Bernstein's Rasgon observed that AMD's two anchor GPU customers are expected to ramp into year-end, and suggested those volumes may not yet be fully incorporated into Street models.

At the same time, Rasgon acknowledged a range of risks tied to the GPU story, listing uncertainties around the Helios GPU ramp, customer traction, supply constraints, second-half PC demand and the broader sustainability of AI-driven growth. Despite these caveats, Rasgon concluded that the earnings power revealed in the quarter was convincing enough to support a more positive stance on the stock, adding that the shares "probably go up from here even after the run."
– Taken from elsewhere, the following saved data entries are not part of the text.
PR #994, opened 2022-01-21
[RUN-1518] Add support for CronJobs in batch/v1 API

kat1906:

### What this does

The CronJob workload that snyk-monitor supports is the batch/v1beta1 API which has been around for a long time. Starting version 1.21 of Kubernetes this API has graduated and is now GA under batch/v1. This PR updates the monitor to use that version.

### DIFF
--- a/src/supervisor/watchers/handlers/index.ts
+++ b/src/supervisor/watchers/handlers/index.ts
@@ -69,7 +69,7 @@ const workloadWatchMetadata: Readonly<IWorkloadWatchMetadata> = {
       paginatedReplicationControllerList(namespace),
   },
   [WorkloadKind.CronJob]: {
-    endpoint: '/apis/batch/v1beta1/watch/namespaces/{namespace}/cronjobs',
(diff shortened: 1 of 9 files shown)


src/supervisor/watchers/handlers/index.ts
```diff
@@ -69,7 +69,7 @@ const workloadWatchMetadata: Readonly<IWorkloadWatchMetadata> = {
       paginatedReplicationControllerList(namespace),
   },
   [WorkloadKind.CronJob]: {
```
ivanstanev, line 71: I wonder if we need to introduce a new workload kind - CronJobV1, and the existing one becomes CronJobV1Beta1. This way we can run both readers side by side, otherwise we will only be able to detect one but not the other

kat1906: but this is based on kind which is `CronJob` for both!

kat1906: the v1 reader will work for v1 and v1beta1 CronJobs (verified by fixture in integration test)

minsiyang (approved):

Market and sector implications

The results and subsequent analyst upgrades underscore the role of datacenter demand and emergent agentic AI workloads in reshaping revenue outlooks for chipmakers. As investment firms reposition their recommendations, the semiconductor and data center equipment sectors may see follow-through moves tied to the revised expectations for server CPUs and datacenter GPUs.

The equity reaction to AMD's quarter demonstrates the sensitivity of technology stocks to a combination of near-term beat-and-raise results and long-term addressable market revisions driven by AI trends.


Summary

AMD exceeded first-quarter revenue and EPS estimates, driven by a 57% year-over-year rise in datacenter revenue. Management guided Q2 revenue well above market expectations and projected strong server CPU growth. In response, Goldman Sachs and Bernstein upgraded the stock and raised price targets, emphasizing agentic AI adoption and GPU deployments as principal catalysts while also noting execution and demand risks.

Risks

  • Uncertainties around the Helios GPU ramp, including customer traction and supply, pose execution risk for AMD’s GPU-based growth thesis - relevant to GPU suppliers and cloud/data center customers.
  • Potential softness in second-half PC demand could weigh on overall semiconductor revenue if consumer hardware spending falters - impacting PC OEMs and parts suppliers.
  • Questions remain about the sustainability of AI-driven revenue growth over time, creating demand risk for datacenter-focused products if AI adoption does not progress as anticipated - affecting datacenter operators and semiconductor capital allocation.